*** Exercise materials ***

PR #1411, opened 2022-05-04
Preserve project state

coinzdude:
Updated code based on PR feedback. I think this looks good.  Lightly tested.

### DIFF
--- a/packages/selenium-ide/src/browser/windows/ProjectEditor/tabs/Tests/CommandFields/CommandSelector.tsx
+++ b/packages/selenium-ide/src/browser/windows/ProjectEditor/tabs/Tests/CommandFields/CommandSelector.tsx
@@ -1,12 +1,10 @@
 import { CodeOff, HelpCenter } from '@mui/icons-material'
-import {
-  FormControl,
-  IconButton,
-  InputLabel,
-  MenuItem,
-  Select,
-  Tooltip,
-} from '@mui/material'
+import { FormControl } from '@mui/material'
+import { IconButton } from '@mui/material'
+import { InputLabel } from '@mui/material'
+import { MenuItem } from '@mui/material'
+import { Select } from '@mui/material'
+import { Tooltip } from '@mui/material'
 import React, { FC, useMemo } from 'react'
 import { setField, updateField } from './utils'
 import { CommandSelectorProps } from '../types'
--- a/packages/selenium-ide/src/browser/windows/ProjectEditor/tabs/Tests/CommandFields/LocatorField.tsx
+++ b/packages/selenium-ide/src/browser/windows/ProjectEditor/tabs/Tests/CommandFields/LocatorField.tsx
@@ -1,10 +1,10 @@
-import { HelpCenter } from '@mui/icons-material'
+import HelpCenter from '@mui/icons-material/HelpCenter'
 import AddToHomeScreenIcon from '@mui/icons-material/AddToHomeScreen'
-import { Autocomplete } from '@mui/material'
-import { FormControl } from '@mui/material'
-import { IconButton } from '@mui/material'
-import { TextField } from '@mui/material'
-import { Tooltip } from '@mui/material'
+import Autocomplete from '@mui/material/Autocomplete'
+import FormControl from '@mui/material/FormControl'
+import IconButton from '@mui/material/IconButton'
+import TextField from '@mui/material/TextField'
+import Tooltip from '@mui/material/Tooltip'
 import capitalize from 'lodash/fp/capitalize'
 import React, { FC, useEffect } from 'react'
 import { updateField, updateFieldAutoComplete } from './utils'
@@ -60,11 +60,7 @@ const CommandLocatorField: FC<CommandArgFieldProps> = ({
         onInputChange={onChangeAutoComplete}
         options={(command[fieldNames] ?? []).map((entry) => entry.join('='))}
         renderInput={(params) => (
-          <TextField
-            {...params}
-            label={label}
-            name={fieldName}
-          />
+          <TextField {...params} label={label} name={fieldName} />
         )}
         size="small"
         text-overflow="ellipsis"
@@ -78,11 +74,7 @@ const CommandLocatorField: FC<CommandArgFieldProps> = ({
       >
         <AddToHomeScreenIcon />
       </IconButton>
-      <Tooltip
-        className="mx-2 my-auto"
-        title={fullnote}
-        placement="top-end"
-      >
+      <Tooltip className="mx-2 my-auto" title={fullnote} placement="top-end">
         <HelpCenter />
       </Tooltip>
     </FormControl>
--- a/packages/selenium-ide/src/browser/windows/ProjectEditor/tabs/Tests/CommandFields/LocatorField.tsx
+++ b/packages/selenium-ide/src/browser/windows/ProjectEditor/tabs/Tests/CommandFields/LocatorField.tsx
@@ -21,7 +21,8 @@ const CommandLocatorField: FC<CommandArgFieldProps> = ({
   const fieldNames = (fieldName + 's') as PluralField
   const FieldName = capitalize(fieldName)
 
-  const note = commands[command.command][fieldName]?.description ?? ''
+  const fullnote = commands[command.command][fieldName]?.description ?? ''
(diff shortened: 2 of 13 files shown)


packages/selenium-ide/src/browser/windows/ProjectEditor/tabs/Tests/CommandFields/CommandSelector.tsx
```diff
@@ -1,12 +1,10 @@
 import { CodeOff, HelpCenter } from '@mui/icons-material'
-import {
-  FormControl,
-  IconButton,
-  InputLabel,
-  MenuItem,
-  Select,
-  Tooltip,
-} from '@mui/material'
+import { FormControl } from '@mui/material'
```
toddtarsi, line 2: @coinzdude - At some point in here, I'd like to change the format of the import to more like this:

*** End of Exercise materials ***

* [Work to be completed]:
Output the records above exactly as written.

* [Task answer]:
PR #1411, opened 2022-05-04
Preserve project state

coinzdude:
Updated code based on PR feedback. I think this looks good.  Lightly tested.

### DIFF
--- a/packages/selenium-ide/src/browser/windows/ProjectEditor/tabs/Tests/CommandFields/CommandSelector.tsx
+++ b/packages/selenium-ide/src/browser/windows/ProjectEditor/tabs/Tests/CommandFields/CommandSelector.tsx
@@ -1,12 +1,10 @@
 import { CodeOff, HelpCenter } from '@mui/icons-material'
-import {
-  FormControl,
-  IconButton,
-  InputLabel,
-  MenuItem,
-  Select,
-  Tooltip,
-} from '@mui/material'
+import { FormControl } from '@mui/material'
+import { IconButton } from '@mui/material'
+import { InputLabel } from '@mui/material'
+import { MenuItem } from '@mui/material'
+import { Select } from '@mui/material'
+import { Tooltip } from '@mui/material'
 import React, { FC, useMemo } from 'react'
 import { setField, updateField } from './utils'
 import { CommandSelectorProps } from '../types'
--- a/packages/selenium-ide/src/browser/windows/ProjectEditor/tabs/Tests/CommandFields/LocatorField.tsx
+++ b/packages/selenium-ide/src/browser/windows/ProjectEditor/tabs/Tests/CommandFields/LocatorField.tsx
@@ -1,10 +1,10 @@
-import { HelpCenter } from '@mui/icons-material'
+import HelpCenter from '@mui/icons-material/HelpCenter'
 import AddToHomeScreenIcon from '@mui/icons-material/AddToHomeScreen'
-import { Autocomplete } from '@mui/material'
-import { FormControl } from '@mui/material'
-import { IconButton } from '@mui/material'
-import { TextField } from '@mui/material'
-import { Tooltip } from '@mui/material'
+import Autocomplete from '@mui/material/Autocomplete'
+import FormControl from '@mui/material/FormControl'
+import IconButton from '@mui/material/IconButton'
+import TextField from '@mui/material/TextField'
+import Tooltip from '@mui/material/Tooltip'
 import capitalize from 'lodash/fp/capitalize'
 import React, { FC, useEffect } from 'react'
 import { updateField, updateFieldAutoComplete } from './utils'
@@ -60,11 +60,7 @@ const CommandLocatorField: FC<CommandArgFieldProps> = ({
         onInputChange={onChangeAutoComplete}
         options={(command[fieldNames] ?? []).map((entry) => entry.join('='))}
         renderInput={(params) => (
-          <TextField
-            {...params}
-            label={label}
-            name={fieldName}
-          />
+          <TextField {...params} label={label} name={fieldName} />
         )}
         size="small"
         text-overflow="ellipsis"
@@ -78,11 +74,7 @@ const CommandLocatorField: FC<CommandArgFieldProps> = ({
       >
         <AddToHomeScreenIcon />
       </IconButton>
-      <Tooltip
-        className="mx-2 my-auto"
-        title={fullnote}
-        placement="top-end"
-      >
+      <Tooltip className="mx-2 my-auto" title={fullnote} placement="top-end">
         <HelpCenter />
       </Tooltip>
     </FormControl>
--- a/packages/selenium-ide/src/browser/windows/ProjectEditor/tabs/Tests/CommandFields/LocatorField.tsx
+++ b/packages/selenium-ide/src/browser/windows/ProjectEditor/tabs/Tests/CommandFields/LocatorField.tsx
@@ -21,7 +21,8 @@ const CommandLocatorField: FC<CommandArgFieldProps> = ({
   const fieldNames = (fieldName + 's') as PluralField
   const FieldName = capitalize(fieldName)
 
-  const note = commands[command.command][fieldName]?.description ?? ''
+  const fullnote = commands[command.command][fieldName]?.description ?? ''
(diff shortened: 2 of 13 files shown)


packages/selenium-ide/src/browser/windows/ProjectEditor/tabs/Tests/CommandFields/CommandSelector.tsx
```diff
@@ -1,12 +1,10 @@
 import { CodeOff, HelpCenter } from '@mui/icons-material'
-import {
-  FormControl,
-  IconButton,
-  InputLabel,
-  MenuItem,
-  Select,
-  Tooltip,
-} from '@mui/material'
+import { FormControl } from '@mui/material'
```
toddtarsi, line 2: @coinzdude - At some point in here, I'd like to change the format of the import to more like this:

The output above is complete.